En die paar keer dat hij zijn spullen zelfs al had uitgepakt. Geïnstalleerd en klaar voor wat de mooiste en langste vakantie ooit zou worden. Klaar met reizen. Het onderweg zijn zat. Maar dan toch de boel weer moeten pakken en gedwee de reis weer aanvaarden. Weer die ontberingen, weer de monotone eenzaamheid van het langdurig van huis zijn. Zo lang, dat je ‘thuis’ al niet eens meer helemaal lekker voor de geest kunt halen. Lichamelijk en geestelijk moe. Soms in paniek uit het raam kijkend of dit wel de juiste bus of trein was. Maar onderweg stoppen, uitstappen en het erbij laten? Hij peinsde er niet over.

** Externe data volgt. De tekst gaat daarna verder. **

PR #243, opened 2026-09-02
Replace the boot-time legacy-body scan with lazy fail-closed body-position validation

gosunuts:
## What

Replaces the boot-time `BLOCK_DATA` legacy-body scan with lazy fail-closed body-position validation, after review. **The `CURRENT_SCHEMA` datadir epoch marker is kept** — per #236/#237 it is the complete startup-time schema discriminator for KV layouts, cheap fail-fast metadata rather than a legacy reader, and an untagged repo does not imply no persisted datadirs exist (a real pre-#237 mainnet datadir was exercised from this branch).

## Review findings addressed

1. **Marker restored.** `CURRENT_SCHEMA` machinery, its boot-path call in `NodeState::open`, and the three epoch tests are restored unchanged from `main`.
2. **Lazy fail-closed instead of a boot-time column-family scan.** The scan walked the whole `BLOCK_DATA` CF on every startup and is removed. In its place, every body-position decode distinguishes malformed rows from missing rows: `BlockFilePosition::decode` failure returns `StorageError::IncompatibleData` from `body_position`, the direct reader path, and `prefetch_positions` — never a silent `None` masquerading as a missing body.
3. **Policy text matches reality.** `docs/policies/db-migration.md` keeps the marker contract and gains an explicit lazy-validation bullet: body-position rows validate per read, fail-closed, never reported as absence.
4. **Clippy fixed.** `FlatFilePruneBodyStore::open` is infallible (`unnecessary_wraps`); `block_body_store` follows and drops its `data_dir` plumbing. `legacy_block_body_datadir_is_refused` (open-time refusal no longer true) is replaced by `malformed_body_row_is_incompatible_not_missing`.

## Verification

- `cargo check -p bitcoin-rs-node` clean
- `cargo clippy -p bitcoin-rs-node --all-targets` zero findings
- `cargo test -p bitcoin-rs-node --lib` **431 passed / 0 failed** (3 restored epoch tests + 1 new lazy-validation test)
- `docs/policies/db-migration.md` vs `main`: exactly the one lazy-validation bullet added

### DIFF
--- a/crates/node/src/apply.rs
+++ b/crates/node/src/apply.rs
@@ -514,7 +514,7 @@ pub(crate) struct FlatFilePruneBodyStore<S: KvStore> {
 enum PositionLookup {
     Direct,
     Prefetched {
-        entries: Vec<(u32, Hash256, Option<BlockFilePosition>)>,
+        entries: Vec<(u32, Hash256, BlockFilePosition)>,
         next: usize,
     },
 }
@@ -554,13 +554,17 @@ impl PruneBodyReader for FlatFilePruneBodyReader<'_> {
             .copied()
             .zip(values)
             .map(|((height, hash), value)| {
-                (
-                    height,
-                    hash,
-                    value.as_deref().and_then(BlockFilePosition::decode),
-                )
+                let position = value
+                    .as_deref()
+                    .and_then(BlockFilePosition::decode)
+                    .ok_or_else(|| {
+                        StorageError::IncompatibleData(format!(
+                            "block-body index row for height {height} is not a 16-byte flat-file position"
+                        ))
+                    })?;
+                Ok((height, hash, position))
             })
-            .collect();
+            .collect::<Result<Vec<_>, StorageError>>()?;
         self.positions = PositionLookup::Prefetched { entries, next: 0 };
         Ok(())
     }
@@ -579,7 +583,11 @@ impl PruneBodyReader for FlatFilePruneBodyReader<'_> {
                 else {
                     return Ok(None);
                 };
-                BlockFilePosition::decode(&encoded)
+                BlockFilePosition::decode(&encoded).ok_or_else(|| {
+                    StorageError::IncompatibleData(format!(
+                        "block-body index row for height {height} is not a 16-byte flat-file position"
+                    ))
+                })?
             }
             PositionLookup::Prefetched { entries, next } => {
                 let Some(&(expected_height, expected_hash, position)) = entries.get(*next) else {
@@ -596,33 +604,19 @@ impl PruneBodyReader for FlatFilePruneBodyReader<'_> {
                 position
             }
         };
-        let Some(position) = position else {
-            return Ok(None);
-        };
         self.files.load(position, height, *hash.as_byte_array())
     }
 }
 
 impl<S: KvStore> FlatFilePruneBodyStore<S> {
-    pub(crate) fn open(
-        index: Arc<S>,
-        files: Arc<FlatFileBlockStore>,
-        data_dir: &std::path::Path,
-    ) -> Result<Self, StorageError> {
-        for row in index.iter_prefix(bitcoin_rs_storage::pruning::BLOCK_DATA_CF, b"b")? {
-            let (key, value) = row?;
-            if key.len() == 37 && value.len() != BlockFilePosition::ENCODED_LEN {
-                return Err(StorageError::IncompatibleData(format!(
-                    "datadir {} predates the flat-file block store and must be resynced",
-                    data_dir.display()
-                )));
-            }
-        }
-        Ok(Self { index, files })
+    pub(crate) fn open(index: Arc<S>, files: Arc<FlatFileBlockStore>) -> Self {
+        Self { index, files }
     }
-
     /// Resolves the flat-file position of a block body, or `None` when the
-    /// block is unknown or its index row is not a decodable position.
+    /// block is unknown. An index row that is not a decodable 16-byte
+    /// flat-file position is `IncompatibleData`, never a silent `None`: the
+    /// row's presence means the body must exist, so treating a decode failure
+    /// as absence would hide a schema mismatch behind a missing-block answer.
     ///
     /// Every read path starts here, so it is written once rather than three
     /// times: divergence between the whole-body, ranged, and metadata lookups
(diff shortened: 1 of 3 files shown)


gosunuts (commented):
I agree with removing legacy readers/migration scaffolding, but this patch also removes two pieces of incompatibility detection that are part of the current-format contract.

The main concern is that removing `CURRENT_SCHEMA` is not the same thing as removing backward-compatibility support. #236 explicitly introduced a datadir-level epoch because the KV layouts do not otherwise provide a complete startup-time schema discriminator, and #237 closed that issue by validating the marker before persistent state opens. The marker is cheap fail-fast metadata, not a legacy reader or migration layer. The fact that no tagged release exists also does not imply that no persisted datadirs exist; this PR description itself mentions exercising a real pre-#237 mainnet datadir.

More concretely, deleting the legacy flat-file scan currently makes incompatible `BLOCK_DATA` rows fail open. `body_position()` does:

```rust
let Some(encoded) = self.index.get(...) ? else {
    return Ok(None);
};
Ok(BlockFilePosition::decode(&encoded))
```

so an old/non-position value now becomes `None`, exactly like a genuinely missing body. `load_block_body`, `load_block_body_range`, and `block_body_metadata` then propagate that as absence rather than `IncompatibleData`. That conflicts with the updated policy text claiming every persistent surface is strictly validated against the current format.

I think removing the full-CF boot scan is reasonable if the cost is undesirable, but the lazy decode path should at minimum distinguish malformed/incompatible rows from missing rows, e.g. convert decode failure to `StorageError::IncompatibleData`. Separately, I would keep a single datadir schema discriminator (or replace it with an equally complete startup-time format discriminator) so future incompatible KV/key-layout changes cannot remain latent until an affected row happens to be read.

There is also a current CI failure: after deleting the work from `FlatFilePruneBodyStore::open`, it still returns `Result<Self, StorageError>` even though it is now infallible, and `clippy -D warnings` rejects it as `unnecessary_wraps`.

Requested changes conceptually:

1. Preserve a complete startup-time schema incompatibility boundary instead of removing it solely because no tagged release exists.
2. Make malformed/non-current `BLOCK_DATA` rows fail with `IncompatibleData` rather than collapse to `None`.
3. Update the new policy text to match what is actually validated at startup vs lazily.
4. Fix the clippy failure.

The deletion direction is good; I just don't think compatibility cleanup should weaken fail-closed current-format validation.

gosunuts:
Findings addressed and force-pushed (`4edb1ff`):

- `CURRENT_SCHEMA` marker system restored unchanged from `main` (system, boot-path call, three epoch tests) — agreed it is the complete startup-time discriminator for KV layouts and cheap fail-fast metadata, not compat scaffolding.
- The boot-time `BLOCK_DATA` scan is still removed, but its guarantee is preserved lazily: `BlockFilePosition::decode` failure now returns `StorageError::IncompatibleData` from `body_position`, the direct reader, and `prefetch_positions` — a malformed row can no longer collapse to a missing-body `None`.
- `db-migration.md` restored to the marker contract and gains an explicit lazy-validation bullet (startup vs per-read responsibilities now match the code).
- `open` is infallible (clippy `unnecessary_wraps`), `block_body_store` follows and drops `data_dir`.
- `legacy_block_body_datadir_is_refused` is replaced by `malformed_body_row_is_incompatible_not_missing`.

Verified: clippy `-p bitcoin-rs-node --all-targets` zero findings; lib tests 431 passed / 0 failed.

gosunuts (commented):
Re-review after the latest update: the earlier architectural blockers are fixed. Keeping `CURRENT_SCHEMA`, making `FlatFilePruneBodyStore::open()` infallible, and moving block-position validation to the read path is a much cleaner shape. I no longer think this PR is introducing unnecessary complexity.

One remaining correctness issue: the prefetched path currently collapses two distinct cases into the same `IncompatibleData` error. In `prefetch_positions()`, this chain:

```rust
value.as_deref().and_then(BlockFilePosition::decode).ok_or_else(...)?
```

means both `None` (no row / body unavailable) and `Some(invalid_bytes)` (present but malformed/incompatible row) fail as `IncompatibleData`.

That differs from the direct path, which correctly preserves:

```text
missing row        -> Ok(None)
valid row          -> Some(position)
malformed row      -> IncompatibleData
```

This matters because `txindex_worker` uses `prefetch_positions()` and intentionally treats a later `load_block_body() == None` as `ReconcileAction::Stalled`. With the current prefetch implementation, a genuinely missing body can instead terminate the index worker as a storage error.

Please keep the same semantics in the prefetched representation, e.g. retain `Option<BlockFilePosition>` and only turn `Some(bytes)` + decode failure into `IncompatibleData`. A pair of regression tests for `prefetch + missing` and `prefetch + malformed` would lock this down.

Two non-blocking cleanup points:

- The PR description is stale: it still says the `CURRENT_SCHEMA` marker is removed / markerless, but the current code deliberately keeps it.
- The policy diff replaces the explicit `utxo-v4.dat` strict-reader bullet with the block-body bullet; those are independent contracts, so I would keep the UTXO bullet and add the block-body one rather than replace it.

After the prefetch semantic mismatch is fixed, this looks like a good simplification: remove the O(N) boot scan, keep one schema epoch boundary, and validate current-format rows fail-closed when they are actually read.

gosunuts:
The current direction looks much better: keeping `CURRENT_SCHEMA` while removing the boot-time `BLOCK_DATA` scan is the right split. There is still one correctness issue in the lazy prefetch path, though.

`prefetch_positions()` currently does:

```rust
let position = value
    .as_deref()
    .and_then(BlockFilePosition::decode)
    .ok_or_else(|| StorageError::IncompatibleData(...))?;
```

That collapses two different states into the same error:

- `value == None`: the row is genuinely missing
- `Some(value)` that does not decode: the row exists but is incompatible/malformed

Those need different semantics. `KvSnapshot::get_many_sorted()` explicitly returns one `Option<Vec<u8>>` per key, and `txindex_worker` already treats `load_block_body(...) == None` as a normal stall condition. With the current prefetch implementation, a missing body becomes `IncompatibleData` before `load_block_body()` gets a chance to return `None`, turning a normal stall into a worker storage failure.

The intended contract should be:

```text
missing row       -> Ok(None)
valid row         -> Ok(Some(position))
malformed row     -> Err(IncompatibleData)
```

I would keep `PositionLookup::Prefetched` capable of representing `Option<BlockFilePosition>` and centralize this decode rule in one helper used by `body_position`, the direct reader path, and prefetch. Right now the same semantic rule is duplicated across those paths, and this regression is exactly the kind of divergence that results from that duplication.

Please also add contract coverage for at least:

1. a missing prefetched row remains `Ok(None)` / stalls normally;
2. a malformed prefetched row returns `IncompatibleData`;
3. the direct reader path also returns `IncompatibleData` for a malformed existing row.

Once that is fixed, I think the PR scope and overall approach are in good shape.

Abrupt werd er aan de rem getrokken, zo leek het. Met veel herrie en kabaal stopte de trein. Na het piepen van de metalen wielen op de rails, was het even stil. Was het hier? Voorzichtig keek hij uit het raam. Hij zag nog niets van het bijzondere dat hem voorgesteld was. Hij stond op, pakte zijn bagage en liep naar de deur. Het perron was leeg, er was verder niemand in de trein. Wacht, daar, een stuk terug, vlakbij de ingang van het station. Stond daar iemand? Hij liep die kant op. Steeds een beetje sneller. Toen hij slechts nog een paar meter verwijderd was, draaide zij zich om en keek hem aan. Ze glimlachte. ‘Heb je ver moeten reizen om mij te vinden?’ Vroeg ze. En ze pakte zijn hand.